What Wilson does here, though, is to make a distinction, and it’s a good distinction.  There are some things that are distinct from what they are viewed to have as a monetary value.  Most things today are viewed by most Westerners as whether or not they meet some ill-defined criteria of what their material or monetary value is.  That’s how things are judged.  That’s how men are judged.  That’s how people are judged.  It just becomes necessary then, and that’s how college is judged.  That’s the criteria.  You go in.  What kind of a job can you get when you get out?  It’s not how much you’ve learned?  Not whether or not you picked up a little philosophy and some actual liberal arts training along the way, none of that.  That matters to almost no one.  All that matters is that I got the diploma that might open some doors.  That’s what his point is here.  That’s the point we were making last week when we talked about this.  We’ll continue, while we’re in August here and there’s lots of talk about school, will just continue along the same lines.

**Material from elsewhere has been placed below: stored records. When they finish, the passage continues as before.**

PR #5502, opened 2024-03-15
.Net: Loosen TextChunker's lines input type

stephentoub:
It currently requires a `List<string>`. This both annoying and unnecessary.

I also removed duplicative experimental attributes.

(Note this is a binary breaking change, not source breaking, but the type is marked experimental.)


markwallace-microsoft (approved):

markwallace-microsoft (commented):
@stephentoub The suppressions file needs to be updated

RogerBarreto (approved):

PR #5503, opened 2024-03-15
Python: Update action_planner.py

scov8:
Some time with this replace json.loads goes in error Ad example if we have this str
…
“arguments”:””
…
It puts just one of “ and go in error

### Contribution Checklist

### DIFF
--- a/python/semantic_kernel/planners/action_planner/action_planner.py
+++ b/python/semantic_kernel/planners/action_planner/action_planner.py
@@ -114,7 +114,7 @@ class ActionPlanner:
             raise PlannerInvalidPlanError(f"No valid plan has been generated. Plan is:  {generated_plan_raw_str}")
 
         generated_plan_str = generated_plan_str.group()
-        generated_plan_str = generated_plan_str.replace('""', '"')
+        # generated_plan_str = generated_plan_str.replace('""', '"')
 
         try:
             generated_plan = json.loads(generated_plan_str)


python/semantic_kernel/planners/action_planner/action_planner.py
```diff
@@ -114,7 +114,7 @@ async def create_plan(self, goal: str) -> Plan:
             raise PlannerInvalidPlanError(f"No valid plan has been generated. Plan is:  {generated_plan_raw_str}")
 
         generated_plan_str = generated_plan_str.group()
-        generated_plan_str = generated_plan_str.replace('""', '"')
+        # generated_plan_str = generated_plan_str.replace('""', '"')
```
moonbox3, line 117: In most scenarios, this line of code is useful. Instead of simply commenting this out, could we maybe add some error handling around this action? What specific error is thrown if it fails to replace quotes? Would a try except help? You're saying with the `generated_plan_str` of the form `"arguments":""` it fails?

moonbox3 (changes requested):

python/semantic_kernel/planners/action_planner/action_planner.py
scov8: Thank you for your response and suggestions. I understand the importance of that line of code in many scenarios. However, the specific problem seems to arise when the replace mistakenly turns two consecutive quotes into a single quote, invalidating the JSON in specific cases such as
"arguments"'"". This could happen when the expected value is literally an empty string between double quotes, which is a valid case in JSON (as in my case).

One solution might be to check the string more carefully before performing the replace. We could try to avoid the replace when the double quotes are in specific contexts where they should not be modified. For example, we could check if the double quotes are within a valid JSON structure and avoid them in that case.
However, this could become complex and error-prone.

An alternative and simpler approach might be to introduce a post-replacement check to make sure that the JSON is still valid, and if not, attempt a recovery operation or undo the substitution made. Here is an exbochure of how this could be implemented:


original_plan_str = generated_plan_str generated_plan_str= generated_plan_str.replace('''' ''')
try:
    generated_plan = json.loads(generated_plan_str)
except json.decoder.JSONDecodeError:
    try:
        generated_plan = json.loads(original_plan_str)
    except json.decoder.JSONDecodeError as e:
        raise PlannerInvalidPlanError("'Encountered an error while parsing Plan JSON.") from e


In this way, we keep the attempt to clean double quotes, but have a fallback path that uses the original string if the first attempt results in an invalid JSON. This should mitigate the specific problem while maintaining the usefulness of the line of code for most use cases.
Please let me know if this solution seems reasonable or if you have any additional suggestions. Thanks again for your support.

moonbox3:
Closing this PR as we have deprecated the action planner. We appreciate your help and contribution.

PR #5520, opened 2024-03-18
Python: Enhance Chat Message Content creation and parsing

### LINKED ISSUE #5496: Python: ChatMessageContent Pythonic improvements
Pythonic improvements to streamline and improve how the ChatMessageContent classes are handled.

eavanvalkenburg:
### Motivation and Context

Introduces a polymorphic approach to creating and rendering Chat Message Contents and it's subclasses, leverages Pydantic Rootmodel for that.

Fixes #5496 

### Description

Adds ChatMessageContentBase that can create all types of CMC's, based on a type field (str)
Redoes some of the rendering and parsing
also retooled the hierarchy structure for Contents, including introducing a StreamingContentMixin instead of the StreamingKernelContent (which was never used), now all content classes (TextContent, CMC, etc) determine the fields used, while the Mixin adds one additional field and two additional methods for streaming messages, especially __add__ 
everything else runs the same way.

### Contribution Checklist


python/semantic_kernel/connectors/ai/open_ai/services/open_ai_chat_completion_base.py
```diff
@@ -241,7 +241,7 @@ def _create_streaming_chat_message_content(
             inner_content=chunk,
             ai_model_id=self.ai_model_id,
             metadata=metadata,
-            role=ChatRole(choice.delta.role) if choice.delta.role else None,
+            role=ChatRole(choice.delta.role) if choice.delta.role else ChatRole.ASSISTANT,
```
moonbox3, line 244: Same comment here about the default to Assistant.

python/semantic_kernel/contents/chat_message_content_base.py
```diff
@@ -0,0 +1,85 @@
...
+    after importing the ChatMessageContent and all it's subclasses. And you then have to use the root field.
+
+    The first two use dictionaries, directly or as kwargs to create the ChatMessageContent,
+    the last one uses an XML Element to create the ChatMessageContent.
+    All these methods then return the root field of the ChatMessageContentBase,
+      which is a instance of ChatMessageContent or the requested subclass.
+    """
+
+    root: Annotated[
+        Union["ChatMessageContent", "OpenAIChatMessageContent", "AzureChatMessageContent"],
```
moonbox3, line 35: Wouldn't it be better to make these "constants?"

python/tests/unit/contents/test_chat_history.py
```diff
@@ -184,14 +185,7 @@ def test_serialize():  # ignore: E501
...
         json_str
-        == '{\n    "messages": [\n        {\n            \
-"inner_content": null,\n            "ai_model_id": null,\n            \
-"metadata": {},\n            "role": "system",\n            \
-"content": "a test system prompt",\n            "encoding": null\n        },\
-\n        {\n            "inner_content": null,\n            \
-"ai_model_id": null,\n            "metadata": {},\n            \
-"role": "user",\n            "content": "Message",\n            \
-"encoding": null\n        }\n    ]\n}'
+        == '{\n    "messages": [\n        {\n            "metadata": {},\n            "type": "ChatMessageContent",\n            "role": "system",\n            "content": "a test system prompt"\n        },\n        {\n            "metadata": {},\n            "type": "ChatMessageContent",\n            "role": "user",\n            "content": "Message"\n        }\n    ],\n    "message_type": "ChatMessageContent"\n}'  # noqa: E501
```
moonbox3, line 188: Do you think it's necessary to include the metadata in the dump if there's nothing there?

moonbox3 (commented):
This is looking good. Some initial questions.

python/semantic_kernel/connectors/ai/open_ai/services/azure_chat_completion.py
```diff
@@ -280,7 +280,7 @@ def _create_streaming_chat_message_content(
             inner_content=chunk,
             ai_model_id=self.ai_model_id,
             metadata=metadata,
-            role=ChatRole(choice.delta.role) if choice.delta.role is not None else None,
+            role=ChatRole(choice.delta.role) if choice.delta.role else ChatRole.ASSISTANT,
```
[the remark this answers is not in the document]
eavanvalkenburg: That is correct, StreamingCMC is now a subclass of CMC, and role is mandatory there, and I preferred not to change that, rather set a default here.

python/tests/unit/contents/test_chat_history.py
eavanvalkenburg: this behaviour doesn't change, just formatted differently, a {} is not None, so it shows up with model_dump...

python/semantic_kernel/contents/chat_message_content_base.py
```diff
@@ -0,0 +1,84 @@
...
+
+from pydantic import Field, RootModel
+
+if TYPE_CHECKING:
+    from semantic_kernel.contents.chat_message_content import ChatMessageContent
+
+DISCRIMINATOR_FIELD: Final[str] = "type"
+
+
+class ChatMessageContentBase(RootModel):
```
moonbox3, line 22: I noticed in the three methods below, there's no error handling or checking that arguments are actually supplied. Is that intended?

python/tests/unit/contents/test_chat_history.py
```diff
@@ -281,6 +274,62 @@ async def test_template(chat_history: ChatHistory):
     assert chat_history_2.messages[2].role == ChatRole.USER
 
 
+@pytest.mark.asyncio
+async def test_chat_history_with_message_type():
+    chat_history = ChatHistory(message_type="OpenAIChatMessageContent")
```
moonbox3, line 279: As a dev, I am going to now need to supply the message type when I create a chat history?

moonbox3 (commented):
A few more questions.

python/semantic_kernel/contents/chat_history.py
```diff
@@ -188,26 +201,34 @@ def from_rendered_prompt(
...
         """
-        messages: List[chat_message_content_type] = []
+        messages: List[ChatMessageContent] = []
         prompt = rendered_prompt.strip()
         try:
-            xml_prompt = ET.fromstring(f"<prompt>{prompt}</prompt>")
-        except ET.ParseError as e:
+            xml_prompt = XML(text=f"<prompt>{prompt}</prompt>")
+        except ParseError as e:
             logger.error(f"Error parsing XML of prompt: {e}")
```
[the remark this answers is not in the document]
eavanvalkenburg: downgraded to info, and adapted the message.

python/semantic_kernel/contents/chat_message_content_base.py
eavanvalkenburg: yes, it relies on the "regular" pydantic validation errors if the right things are missing.

python/tests/unit/contents/test_chat_history.py
eavanvalkenburg: You can, but you don't have to, the ChatHistory does not care what kind of message is in there, as long as it is a CMCBase thing, during serialization (both to json and xml) the types of each message are passed along and when rebuilding the type of the whole history is used, if not specified, defaults to regular CMC. But if you want to have OpenAICMC's as every message (because you want to add stuff during hooks or something, you have the option!).

juliomenendez (approved):
LGTM

moonbox3 (approved):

Mike has been talking about many different ways to deal with the American Union & it’s attack dog, the “Federal” government –There’s Article V & Nullification too.

[reading]

The university should not be a place where you train for “a job.” A university education was designed to help us understand life, not how to make a living. [Mike: This should really hit home.] But having said that, the status quo of higher education can be broken down into two categories, and in this comparison vocational training actually comes out ahead. Vo-tech training—fine in itself, but not what college really should be—is closer to the kingdom than the depths to which education in the humanities has descended. Publicans and harlots go into the kingdom before the chief priests and elders.

There are majors where most of what you learn is true, and other majors where most of what you learn is false. A student who majors in mechanical engineering will learn mostly what is true. A student who majors in English lit will learn mostly what is false. This is not why we cannot have nice things. It is why we have mountains of nice things that nobody understands.